In [1]:
import re
nomeArquivo = 'codigo.js'

In [9]:
T_INIT = "init"
T_KEYWORD = "keyword"
T_OP = "op"
T_INT = "int"
T_STRING = "string"
T_ID = "id"
T_EOF = "eof"
T_DELIMITER = "delimiter"
T_BLOCK = "block"
T_PARA = "parenthesis"
T_VAR_TYPE = "var_type"

In [3]:
def preprocessamento_linha(line_code):
    line_code = re.sub("[\\(\\[\\]\\)\\{\\}\\;\\?\\:\\,]", " \\g<0> ", line_code)#processa caracteres especiais
    line_code = re.sub(r"\.(?!\d)", " . ", line_code)#processa pontos quando não tem 1 número após ele

    return line_code

In [4]:
class Token():

    def __init__(self, tipo, valor=None):
        self.tipo = tipo
        self.valor = valor

    def __str__(self):
        return '<%s %s>' % (self.tipo, self.valor)

In [6]:
def afd_keyword(token):
    keyword_list = ["this", ".", "constructor", "=>", "map", "slice", "reduce", "some", "sort", "toString", "String", "Boolean", "parseInt", "keys", "push", "pop", "forEach", "split", "join", "map","class","if", "else", "return", "function", "then", "try", "catch", "(", ")", "{","}","[","]", ";", ","]
    return token in keyword_list

def afd_init(token):
    init_list = ['let', 'var', 'const']

    return token in init_list

def afd_int(token):
    try:
        token = float(token)
        return True
    except:
        return False
    
def afd_string(token):
    if token[0] == '"' and token[-1] == '"':
        if '"' not in token[1:-1]:
            return True
        else:
            raise ValueError('Aspas em um local inesperado.')
    else:
        return False
    
def afd_identificador(token):
    regex = re.compile('[a-zA-Z0-9_]+')
    r = regex.match(token)
    if r is not None:
        if r.group() == token:
            return True
        else:
            return False
    else:
        return False

def afd_operador(token):
    return token in "=+-*\\%"

def afd_delimiter(token):
    return token == ";"

def afd_block(token):
    return token in ["{", "}"]

def afd_var_type(token):
    return token in ["int", "float", "string"]

def afd_para(token):
    return token in ["(", ")"]
    
def afd_principal(token):
    
    if afd_init(token):
        return Token(T_INIT, token)
    
    if afd_int(token):
        return Token(T_INT, token)
    
    if afd_keyword(token):
        return Token(T_KEYWORD, token)
    
    if afd_operador(token):
        return Token(T_OP, token)
    
    if afd_string(token):
        return Token(T_STRING, token)

    if afd_delimiter(token):
        return Token(T_DELIMITER, token)
    
    if afd_block(token):
        return Token(T_BLOCK, token)
    
    if afd_var_type(token):
        return Token(T_VAR_TYPE, token)

    if afd_para(token):
        return Token(T_PARA, token)
    
    if afd_identificador(token):
        return Token(T_ID, token)
    
    raise ValueError('Valor inesperado')


In [7]:


class Parser():

    def __init__(self, tokens):
        self.tokens = tokens
        self.pos = -1
        self.token_atual = None
        self.symbol_table = {}
        self.ir = []

        self.proximo()

    def generate_ir(self):
        return "\n".join(self.ir)

    def proximo(self):
        self.pos += 1

        if self.pos >= len(self.tokens):
            self.token_atual = Token(T_EOF)
        else:
            self.token_atual = self.tokens[self.pos]

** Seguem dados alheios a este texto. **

PR #4226, opened 2024-09-06
grid table padding correction

marjohn56:
Change to 10px.


fichtner:
The scss update is missing so I'm closing this.

PR #4231, opened 2024-09-13
fix false negatives

IDH-oliver:
if you add WOL clients in uppercase mac adresses then onlinestatus won't work. Just added a toLowerCase so the comparison always works.


fichtner:
Merged, thanks!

        print(self.token_atual)
        return self.token_atual

    def erro(self):
        raise Exception('Erro de sintaxe. %s' % (self.token_atual))

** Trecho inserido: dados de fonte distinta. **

PR #5504, opened 2026-06-16
net/nebula: new plugin — Slack Nebula mesh overlay VPN

hstern:
**Important notices**

- **Model used:** Claude (Anthropic) — Claude Code, Opus- and Sonnet-class 4.x models.
- **Extent of AI involvement:** Substantial. The plugin was authored primarily with Claude Code under my direction, using a workflow where each change was implemented and then reviewed in a separate pass. I directed the architecture and scope and reviewed every change, and I built, deployed and tested the result end-to-end on a live OPNsense 26.1 VM (instance create → CA → cert sign → Apply → tunnel up and assignable). The design decisions, scoping and verification are mine; the code generation and much of the review assistance were AI.

> Note: I originally replaced this template with a free-form writeup, which dropped the AI disclosure above — restored here. Apologies; that was not intentional.

---

**Describe the problem**

OPNsense has no native interface for [Slack Nebula](https://github.com/slackhq/nebula), a certificate-authenticated mesh overlay VPN. Unlike the mesh VPNs already packaged (netbird, zerotier, tailscale), Nebula has no coordination/control-plane service: identity is pure offline PKI, and the only infrastructure is a "lighthouse" that does host discovery and NAT punching — it brokers no trust and holds no config. It is the one option where OPNsense can be both the CA and the lighthouse — a fully self-hosted, no-account overlay — but today that requires hand-managing certificates, YAML and the daemon from the CLI.

---

A new plugin `net/nebula` that manages Nebula from the OPNsense UI. It declares `PLUGIN_DEPENDS = nebula` → `security/nebula` (already in opnsense/ports at 1.10.3), so binary management stays with pkg.

**Scope note (per review feedback):** as submitted this PR contains the complete plugin, which is too much to review in one drop. I'm restructuring this into a series of small, individually-reviewable PRs, starting with a sub-1000-LOC MVP (single instance + config generation + service lifecycle + imported cert material), then adding CA/cert management, first-class interface registration, and overlay firewall / routing / monitoring one PR at a time. See the discussion below.

---

**Related issue**

N/A — I should have opened an issue first for a change this size; happy to open one and move the design discussion there if preferred.

### DIFF
--- a/net/nebula/.claude/manual-test-procedures.md
+++ b/net/nebula/.claude/manual-test-procedures.md
@@ -1,0 +1,89 @@
+# Manual / live test procedures
+
+Model data paths are covered by phpunit. Everything else — configd scripts, the
+daemon lifecycle, the debug server, the Volt UI, and OPNsense integration
+(interfaces, firewall) — is verified live on a disposable OPNsense test box. This
+file holds the cross-cutting procedures; per-page checks live in
+`.claude/pages/<page>.md`.
+
+## Standard loop
+
+1. Deploy changed files (see `AGENTS.md` → Build / deploy).
+2. If you touched GUI PHP (controllers, models, `nebula.inc`):
+   `configctl webgui restart` (clears opcache). `.volt` and form/model XML are
+   read fresh — no restart needed for those.
+3. Hard-refresh the browser (Cmd/Ctrl-Shift-R) to drop cached page JS.
+4. Exercise the change; check `nebula` syslog and the daemon state.
+
+## Live model-bootstrap recipe (CLI, no browser)
+
+To exercise model logic against a scratch config without the HTTP layer, bootstrap
+the MVC env in a CLI PHP script (standard appliance paths only):
+
+```php
+require_once '/usr/local/opnsense/mvc/app/config/AppConfig.php';
+$scratch = '/tmp/scratch-conf'; @mkdir($scratch, 0700, true);
+copy('/usr/local/opnsense/mvc/tests/app/models/OPNsense/Nebula/NebulaConfig/config.xml',
+     $scratch . '/config.xml');
+$config = new OPNsense\Core\AppConfig([
+  'application' => [
+    'baseUri' => '/', 'controllersDir' => '/usr/local/opnsense/mvc/app/controllers/',
+    'modelsDir' => '/usr/local/opnsense/mvc/app/models/', 'viewsDir' => '/usr/local/opnsense/mvc/app/views/',
+    'pluginsDir' => '/usr/local/opnsense/mvc/app/plugins/', 'libraryDir' => '/usr/local/opnsense/mvc/app/library/',
+    'contribDir' => '/usr/local/opnsense/contrib', 'configDefault' => $scratch . '/config.xml',
+    'configDir' => $scratch, 'cacheDir' => '/tmp/sc', 'tempDir' => '/tmp/st',
+  ],
+  'globals' => ['debug' => false, 'owner' => 'root:wheel', 'simulate_mode' => false],
+]);
+require_once '/usr/local/opnsense/mvc/app/config/loader.php';
+@mkdir('/tmp/sc', 0700, true); @mkdir('/tmp/st', 0700, true);
+use OPNsense\Nebula\Nebula;
+$m = new Nebula();
+// … add nodes, call model methods, assert …
+```
+
+Notes:
+- Assign the `AppConfig` to a variable and keep it; the autoloader relies on it.
+  Without it `new Nebula()` throws "class not found".
+- `scp` the script to the box and run it; do **not** build it via a nested
+  here-doc (the inner here-doc mangles the bootstrap).
+- Use a scratch `configDir` (never `/conf`) so a test never touches the appliance
+  config.
+- `serializeToConfig()` validates relation fields; an in-memory `trusted_cas` /
+  `certref` to a freshly-added node can raise a validation error in this harness.
+  Assert on the model in memory, or save+reload, rather than round-tripping
+  relation fields through serialize.
+
+## Daemon lifecycle (any change to `setup.php` / `nebula.inc`)
+
+Per instance, confirm:
+- **start** creates the tun and a live pid; `nebula -test -config <file>` passes.
+- **Apply** (`configctl nebula reconfigure`) HUP-reloads in place — pid unchanged,
+  tunnels stay up — unless a structural key (listen host/port, cipher, tun dev)
+  changed, which restarts that instance (new pid).
+- **restart** (`configctl nebula restart [<uuid>]`) recreates the tun.
+- **stop** kills the daemon and destroys the tun (no orphan `nebulaX` lingers).
+- No duplicate daemons: exactly one `nebula` process per enabled instance.
+
+## OPNsense interface integration (the `_devices` / `_interfaces` hooks)
+
+After assigning an instance's tun in Interfaces → Assignments:
+- It lists as `<dev> (Nebula - <descr>)`; **no IP config** is offered
+  (`configurable=false`); the cert-derived address shows on the interface.
+- Enabling the assigned interface yields a firewall tab for it.
+- "Nebula (Group)" is selectable as a rule Interface (Firewall → Rules), matching
+  every nebula tun via the kernel `nebula` group.
+- **Reboot test (boot ordering):** with an instance assigned + the interface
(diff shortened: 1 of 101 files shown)


Monviech:
There are already multiple mesh vpn solutions in the plugins (netbird, zerotier, tailscale). There are no lack of alternatives, what tricks can net/nebula do that make it interesting enough to become a permanent support burden?

Also this is a huge amount of code and other files. If you want to see a recent PR for a plugin that got a chance, check the Cloudflared PR. Thats a scope that's reasonable.

I checked some of the files and for an initial contribution the scope is way out of hands here.

hstern:
Thanks for taking a look, and fair questions on both counts.

**On "why Nebula when we already have netbird/zerotier/tailscale":** they're all mesh VPNs, but Nebula sits at a different point architecturally. Tailscale, NetBird and ZeroTier are all built around a coordination/control plane — a SaaS by default (or a self-hosted Headscale / management+signal server / network controller if you do the extra work). Trust and config are brokered through that service.

Nebula has no such control plane. Identity is pure offline PKI: you run a CA you control, sign host certificates offline, and the only piece of infrastructure is a "lighthouse" that does host discovery and NAT punching — it brokers no trust and holds no config. So you can stand up a fully self-hosted, no-account, no-phone-home overlay where OPNsense *is* both the CA and the lighthouse. For a self-hosting/sovereignty-minded firewall audience that's a meaningfully different proposition from the three SaaS-coordinated options, not just a fourth flavour of the same thing. It's also already in `opnsense/ports` (`security/nebula` 1.10.3), so the runtime dependency is in-tree.

**On scope:** you're right, this is too much for a first drop. I'd like to cut it down to a minimal viable plugin along the lines of the Cloudflared PR — roughly: instance config + PKI (CA + host certs) + first-class interface registration + Apply/lifecycle — and defer the overlay firewall, routing, live monitoring and dashboard widget to follow-up PRs once the core has landed and been reviewed.

If that phasing sounds right to you, I'll re-roll this PR down to that core. Happy to adjust where the line is drawn — if there's a particular subset you'd rather see first, tell me and I'll scope to it.

Monviech:
Thanks for explaining. You also deleted the PR template, I want to know how much of this is AI.

You have probably seen in the Cloudflared PR that we are generally fine with AI, but it's very hard and time consuming to review since it can be hundreds of smaller or bigger things that are wrong.

It's a lot of effort on the review side, while it is less effort to just regenerate plugins via AI.

If you want to pitch this I want an MVP that is way below 1000 LOCs (code and comments combined) as a hard limit. Below 1000 LOC would be ideal, but if you think that is unrealistic, please explain why and where the complexity is unavoidable.

All that said: no promises it will actually pass the bar and make it in.

hstern:
Thanks — fair on all counts, and let me answer the direct question first.

**Disclosure:** this was built substantially with AI. Model: Claude (Anthropic), via Claude Code — Opus/Sonnet 4.x. Extent: I directed the architecture and scope and reviewed every change, using a workflow where each change is implemented and then reviewed in a separate pass; I built, deployed and tested it end-to-end on a live OPNsense 26.1 VM. The design decisions and verification are mine; the code generation and much of the review assistance were AI. I've restored the PR template in the description with this filled in.

**Process, two apologies:** I overwrote the PR template, which dropped that disclosure — not intentional, now fixed. And I didn't open an issue first for what is plainly a non-trivial change. If you'd prefer, I'm happy to open an issue, move the design discussion there, and hold this PR pending that.

**Scope / the <1000 LOC limit:** you're right, 21k LOC in one drop is unreasonable to review, and I accept the limit. My mistake was treating this as "one and done for 1.10.3" — a whole plugin in a single PR. I'd much rather do it as a series of small, individually-reviewable PRs. Concretely:

- **PR 1 — the MVP, genuinely under 1000 LOC:** single instance, config generation + service lifecycle (Apply / start / stop, status badge), cert material imported as text. Roughly the cloudflared footprint.
- **Then, one small PR at a time:** CA / cert management (the self-hosted-PKI piece that is the whole point of choosing Nebula), first-class interface registration, and after that overlay firewall / routing / live monitoring.
- To avoid shipping a half-built plugin to users mid-series, I'm glad to target a staging branch if that's easier for you, or to sequence them so each PR is independently shippable to master — whichever fits how you'd rather review. If a different ordering or cut works better, I'll scope to it.

For context: I've been building my own routers and firewalls since 1997 and run this on my own network. I'd genuinely like to become an active member here and do this the right way, rather than drop a wall of code and walk off. No expectation it makes the bar — I'd just like the chance to earn it.

Monviech:
Thanks for explaining things.

I understand your ambitions, yet currently I don't find any user issues who were actively asking for this.

Since there are already plenty of alternatives available there doesn't seem to be immediate need for more.

VPN related plugins are notorious for complexity, support and maintanance in the long run.

I'm just not sure it's worth the effort right now to dive into this. If your plugin will turn out that large eventually, it might make more sense to run it in a container behind the firewall, e.g like alternatives (Netmaker comes to mind).

Just trying to set expectations, it's not about your work, more about the scope and long term support of complex vpn solutions.

hstern:
I've built the minimal MVP we discussed, on a separate branch so you can look at it without the noise of this PR:

**https://github.com/hstern/plugins/tree/net-nebula-mvp**

It's **749 LOC across 14 files** (code + comments combined — a good chunk of that is the BSD header on each file), well under the 1000 hard limit. Scope is a single Nebula node:

- One settings page under **VPN → Nebula**: enable, listen port, lighthouse toggle + hosts, static host map, and the trusted CA / host certificate / host key pasted as text.
- `config.yml` generation, validated with `nebula -test` before launch.
- Service lifecycle (start/stop/restart/status) via configd with a status badge; daemon output routes to the `nebula` syslog tag.

Deliberately deferred to follow-up PRs (everything else in this PR): CA/certificate management and signing, first-class interface registration, the overlay firewall, routing, live monitoring, and the dashboard widget.

Built, installed and smoke-tested on a live OPNsense 26.1 VM (FreeBSD 14.3): the page loads and saves, the model round-trips, and the generator produces a valid config.

If the scope and size look right, I'll open it as a proper PR and we can drive the rest as a small series (closing this one in its favour). Happy to move the line wherever you'd prefer to see the first cut.

AdSchellevis:
I think the main problem with these AI generated plugins is that it's extremely simple to generate something, but maintaining code in the long run in a structured way (without constant movements of large chunks of code) is just something else. 

My main concern is adding a lot of plugins in a short time and having no real maintainers a couple of months later... Then the next AI enabled user finds a security concern and starts dropping these on our team.... 

Not stating we shouldn't add new plugins, but we should think about the rules and how to explain to people what to expect. (e.g. [active] maintainer gone, drop plugin?), also try to avoid being stuck with a degraded code-base because someone wanted a feature which nobody else needs.

At the end of the day, the core team has no interest in taking ownership of these plugins, which means if the maintainer is gone, we risk people being disappointed and left without options.
We also try to avoid being flooded with AI generated content (PR's, issues, security reports,...) and loosing focus on our actual priorities.

Since we can't really assess how likely it is a new contributor will actively support their work in the long run, we risk being stuck between a rock and a hard place after publishing the initial version of a plugin.

There are various possible models to cope with these new challenges, all with their own pro's and cons in terms of security and flexibility I'm afraid.

hstern:
Thank you @Monviech and @AdSchellevis for the review and the candid, thoughtful feedback. The points about scope, review burden, and — especially — the long-term maintenance model for AI-assisted plugins are fair and well-put. I appreciate you engaging with it seriously and setting expectations clearly rather than leaving it in limbo.

Given all of that, I've decided the right home for this is a self-hosted repository rather than the official tree. That keeps the ongoing support and security-response burden with me instead of the core team — which is exactly the concern raised — while letting me maintain the full feature set. Closing this PR accordingly.

For anyone who finds this later and wants the plugin, it lives here:

- **Source:** https://github.com/hstern/os-nebula
- **Package repository** (built and signed via GitHub Actions, served from GitHub Pages): https://github.com/hstern/opnsense-repo

**Install on OPNsense** (root shell):

```sh
fetch -o /usr/local/etc/pkg/keys/stern.pub   https://hstern.github.io/opnsense-repo/repo.pub
fetch -o /usr/local/etc/pkg/repos/stern.conf https://hstern.github.io/opnsense-repo/repo.conf
pkg update && pkg install os-nebula
```

It then appears under **System → Firmware → Plugins** and updates like any other package.

Thanks again for your time and attention — it's genuinely appreciated.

    def use(self, tipo, valor=None):

        if self.token_atual.tipo != tipo:
            self.erro()
        elif valor is not None and self.token_atual.valor != valor:
            self.erro()
        else:
            self.proximo()

    def instructions(self):
        """
        statements ::= <instruction> <instructions>
        """
        self.instruction()
        while self.token_atual.tipo in [T_VAR_TYPE, T_ID]:
            self.instruction()
    
    def instruction(self):
        """
        instruction ::= int <id> ;
        instruction ::= statement ;
        """
        if self.token_atual.tipo == T_VAR_TYPE:
            type = self.token_atual.valor
            self.use(T_VAR_TYPE, "int")
            name = self.token_atual.valor
            self.use(T_ID)
            self.use(T_DELIMITER, ";")
            if name in self.symbol_table:
                raise Exception(f"Erro semantico. Simbolo {name} foi declarado mais de uma vez.")
            self.symbol_table[name] = None
            self.ir.append(f"int {name};")
        else:
            self.statement()
            self.use(T_DELIMITER, ";")

    def start(self):
        """
        start ::= { instructions }
        """
        self.ir.append("#include <stdio.h>")
        # Inserir as declarações de funções
        self.ir.append("int main() {")
        self.use(T_BLOCK, "{")
        self.instructions()
        self.use(T_BLOCK, "}")
        self.ir.append("}")

    def statement(self):
        """
        <statement> ::= <id> <op => <expr>
        """

        name = self.token_atual.valor
        self.use(T_ID)
        
        self.use(T_OP, '=')
        
        value, str_expr = self.expr()

        self.ir.append(f"{name} = {str_expr};")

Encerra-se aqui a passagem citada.